Meine App besteht aus einem Client (Applikation) und auf dem Host läuft (bis jetzt) IIS/PHP/MySQL.

Ich einige Daten aus der Datenbank abfragen, dann muss ich 2 Bilder (2-50KB) hinaufladen, und einige Daten in die Datenbank abfüllen.

Was ist die beste Methode zur Kommuninkation?
Momentan ist es eine Macromedia Director Applikation die via HTTP/PHP und einem nicht wirklich definierten Protokoll läuft, Filetransfer via FTP.

Wäre da ein Java-Server-Prozess, der mit dem Client mittels serialisierten Objekten direkt kommuniziert vernünftiger? 

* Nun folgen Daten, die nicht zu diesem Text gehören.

PR #883, opened 2015-12-18
include both sdist formats

minrk:
when making releases


willingc:
+1 @minrk I will loop back later today and add this to the making a release docs.

Carreau:
Want to add `xz` for lzma ?

minrk:
> Want to add xz for lzma?

I don't.

PR #896, opened 2015-12-23
Restore old green for edit mode

Carreau:
Mitigate #892

Ping @ellisonbg

### DIFF
--- a/notebook/static/notebook/less/variables.less
+++ b/notebook/static/notebook/less/variables.less
@@ -22,6 +22,6 @@
 @soft_select_color:             #E3F2FD;
 
 
-@edit_mode_border_color:        #66BB6A;
+@edit_mode_border_color:        green;
 @cell_padding:                  6px;
 @cell_border_width:             1px;


ellisonbg:
I am strongly opposed to this - if makes our bad green even more prominent with the thick left border. It has the same problems as master, just a worse green, that doesn't match the visual design of the blues we are using.

The original design we agreed upon took a ton of work to find consensus. Please implement that consensus for now. Then if you want to propose something else and get everyone on board you can.

We *are* changing the visual design of cells in 4.1 and I don't see any way to avoid that. For example we and everyone else says "command mode has a Grey border" but that is no longer true either. 

Bad visual design at this level is a bug and in most cases we should fix it in in minor releases

Keep in mind that none of these major new UI features should have been done in 4.1, so all of this is a compromise at this point.

Carreau:
> The original design we agreed upon took a ton of work to find consensus. Please implement that consensus for now. Then if you want to propose something else and get everyone on board you can.

I'm sorry I was trying to address what you said in #892 : 

> We have changed the green to a slightly brighter color to match the Material Design blues used in the multiple select UI.
> The new design has "even more green" in the left border.
> Between the green 5px left border and brighter green, it is just too much for a UI element that gets shown to the user that often.

I understood that as : "The old green was better", thus I thought this would please you and did that only for that reason. Apologies if I misunderstood. 

> The original design we agreed upon took a ton of work to find consensus. Please implement that consensus for now.

For me the **current** style is the consensus, and you ask in #892 to remove the green border for the cell. So your proposal in #892 is changing the style we agreed upon. 

(Sidenote: I, as a person, would prefer a notebook style with only the left indicator and no border. Though **not changing that** is what we agreed upon. We agreed to **only add a left indicator** for 4.1)


> We *are* changing the visual design of cells in 4.1 and I don't see any way to avoid that. For example we and everyone else says "command mode has a Grey border" but that is no longer true either.

Hum, my cells on 4.1rc still have grey border. 
The blue indicator on the left is in the background:
```
div.cell.selected {
    border-color: #ababab; // this is gray. 
    // this is blue and then transparent. 
    background: linear-gradient(to right, #42A5F5 -40px, #42A5F5 5px, transparent 5px, transparent 100%);
}
```

> Bad visual design at this level is a bug and in most cases we should fix it in in minor releases

Agreed, but not at the expense of breaking user habits, all tutorials, and books published. E.g. @jdfreder videos. 

> Keep in mind that none of these major new UI features should have been done in 4.1, so all of this is a compromise at this point.

Yes, and 4.1 have been slow changing for a few weeks, had a **beta** and a **rc** cycle which were already including the compromise style we agreed upon. And you are asking major UI changes 24 to 48 hours from a potential release.

I'm open to accept **some changes**, because I deeply trust you, and you are someone sensible to design. But as a maintainer it's really hard lang huge change that close to reelease.

ellisonbg:
Please do not release over a holiday - there are too many people away from the computer right now. There may not even be enough people around next week...

Carreau:
> Please do not release over a holiday - there are too many people away from the computer right now. There may not even be enough people around next week...

Then please, stop pushing people toward designing things for 4.2 and 5.0.

PR #897, opened 2015-12-23
Improve warning on bad JavaScript API usage.

Carreau:
Mitigate #891 (likely close it to, depending on what others thinks)

Separator between prefix and name for commands/action used to be `dot`,
but is internal detail. It is now (as of 4.1) a semicolon (`:`)

If someone try to access an action by name which does not have `:` warn
that they might be using the wrong API and give some hints


minrk:
Thanks for your deprecation messages.

PR #899, opened 2015-12-24
Do not violently remove `config_dir` kwarg of config manager.

Carreau:
Pr #882 removed `config_dir` kwarg as it was ignored.

Though, #893 argues that we might need it and that it will be complex to
reintroduce it.

This use a convoluted way to :

 - warn that this kwarg might not be given to config managers in future version
 - but do not warn on default installs with default config.
 - warn that the keyword is ignored when people use subclasses of out
   config manager, and pass the keyword to super().

Thus this actually advertise that the keyword **might** be removed,
by still allowing us to keep it if in the end it appears that we need
it.

Should help with #893 without un-fixing #882.

-- 
It annoys me to go to that much convolution and weird things that close to final release, but if it's the cost of actually moving forward so be it. 

Would that please both @ellisonbg  and @damianavila ?

### DIFF
--- a/notebook/notebookapp.py
+++ b/notebook/notebookapp.py
@@ -23,6 +23,7 @@ import ssl
 import sys
 import threading
 import webbrowser
+import warnings
 
 
 from jinja2 import Environment, FileSystemLoader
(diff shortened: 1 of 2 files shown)


damianavila:
>Pr #882 removed config_dir kwarg as it was ignored.

It was remove primarily because it was "forcing" the `config_dir` at the notebookapp level...

>Though, #893 argues that we might need it and that it will be complex to
reintroduce it.

We don't need the `config_dir` option at the ConfigManager class, we just need to avoid the enforcement at the notebookapp level. I guess nobody was using the ConfigManager.config_dir option before because it was not working... but we don't need that option

My believe is that the `config_dir` should be settled at the ConfigManager level, not passing that one from the notebookapp level... this is why I submitted 882.
My comment on https://github.com/jupyter/notebook/issues/893#issuecomment-167099432 should not also resolve the issue?

notebook/notebookapp.py
```diff
@@ -825,10 +826,28 @@ def init_configurables(self):
...
+            # In case it is a custom ConfigManager,  
+            # for potentially not breaking future backward 
+            # compatibility, will still pass it. 
+            if issubclass(self.config_manager_class, ConfigManager):
+                warnings.warn('Object `%s` will be passed a `config_dir` kwarg, which might be removed'
+                              'in future Notebook versions. Please make sure to handle this case.' % (self.config_manager_class),)
+            self.config_manager = self.config_manager_class(
+                parent=self,
+                log=self.log,
+                config_dir=os.path.join(self.config_dir, 'nbconfig'),
```
damianavila: This is the whole thing... we **don't** need the `config_dir` from the notebookapp for the custom ConfigManager... this is my simple implementation of a CustomConfig manager: https://github.com/Anaconda-Server/nb_config_manager/blob/master/nb_config_manager/nb_config_manager.py

Since the `config_dir` is "calculated" inside the ConfigManager class (by the `_config_dir_default`), my subclass take that info and make further modifications from there... so, we are happy with just the if branch above, where the `config_dir` is not harcoded at the notebook level... maybe I am not clear enough in my explanations... sorry about that.

Check my comment in https://github.com/jupyter/notebook/issues/893#issuecomment-167099432, with that diff you keep the things as now (I mean, not config option at the ConfigManager and the default config pointing to the user space), but you "hardcode" the config_dir at the ConfigManager level, so we can then subclass and just setup the config_dir to our desires without touching the notebookapp at all...

Issue #916, opened 2015-12-31
File save hooks—docs & question


khaeru:
`notebook/docs/source/extending/savehooks.rst` gives an example of a post-save hook for exporting a script, one that I find very useful! Two issues and a question about this:

1. As far as I can tell, this is code from elsewhere in the code base that could be just imported, e.g. a user can set the hook in `jupyter_notebook_config.py` with:

   ```python
   from notebook.services.contents.filemanager import _post_save_script
   c.FileContentsManager.post_save_hook = _post_save_script
   ```
2. The example in `savehooks.rst` is out of date—flake8 warns that `py_fname` is defined but not used.
3. In using this code, the `ScriptExporter` that's created seems to eventually create a `PythonExporter` (at least, for IPython notebooks). It seems not possible to configure this Exporter through the normal configuration mechanism. For instance adding any of the following lines to `jupyter_notebook_config.py` seems to have no effect:

   ```python
   c.Exporter.template_file = 'custom.tpl'
   c.TemplateExporter.template_file = 'custom.tpl'
   c.PythonExporter.template_file = 'custom.tpl'
   ```

   Some of these appear in the [nbconvert docs](http://nbconvert.readthedocs.org/en/latest/config_options.html), but that is for `jupyter_nbconvert_config.py`, not loaded by the notebook. I've also tried hacking `_post_save_script` to pass or set the template_file or template_path options, and looked in vain for documentation about configuring custom exporters for `ScriptExporter`. (My ultimate goal here is to use a custom .tpl file for this export so that I can suppress prompt numbers.)

Carreau:
the post_save_hook is any import string or callable, which mean that in your `notebook_config.py` you can import and instantiate the ScriptExporter yourself, as well as pass a config object (for custom templates) yourself: 

```
from nbconvert.exporters.script import ScriptExporter
from traitlets.config import Config
c = Config()
ScriptExporter(config=c)
...
```

The `post_save_hook` is not passed any config instance, though it is passed `contents_manager=self` so you should be able to use `c.FileContentsManager.(Script)Exporter.template_file = 'custom.tpl'` (`Script` beeing optional) in `jupyter_notebook_config.py` (note the extra `FileContentsManager.(Script)Exporter` nesting. But we should check that.

michaelaye:
Could someone confirm/comment if point 1. made above is a safe way to implement the post_save_hook?

Carreau:
[...]

PR #925, opened 2016-01-05
Be more explicit about deprecation.

Carreau:
Cf #916. Despite the fact that the function is private and meant
to replace an old behavior that will be removed, people explicitly
import it and register it as a post-save-hook.
Hope that explicit version removal will convey the "Don't use" in a more
obvious manner.

-- 

I'm ok if this is not in 4.1

### DIFF
--- a/notebook/services/contents/filemanager.py
+++ b/notebook/services/contents/filemanager.py
@@ -7,6 +7,7 @@
 import io
 import os
 import shutil
+import warnings
 import mimetypes
 import nbformat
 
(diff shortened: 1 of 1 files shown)


willingc:
Reminder to myself to add deprecation notice to docs after merge.

Carreau:
if it's deprecated it should not be in the docs anyway. 

Sphinx should also have (apparently) a `deprected-remove` directive that deals with marking things for deprecation and removal after some time.

willingc:
Agreed. If it is in the docs already, we should mark it deprecated and remove after some time.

Vielen Dank für die Hilfe (die man hier ja garantiert bekommt ;-) )


----------



## acinau (17. Jan 2004)

Hi, see my "Wunsch Thema : a2s communication".
I don't know much about MS-IIS etc, but using embbed SQL in my Java servlets, I get the result set back and pass that to the applet, and from the applet to the browser. I use http-tunnelling for this purpose. You do not need to embed SQL in the Java servlets. As soon as I am free, I'll try putting the SQL in the .properties files.
Pardon if I haven't gone into details, it is rather involved.
You will need to look into the security aspects, especially where the client browser is behind a firewall.


----------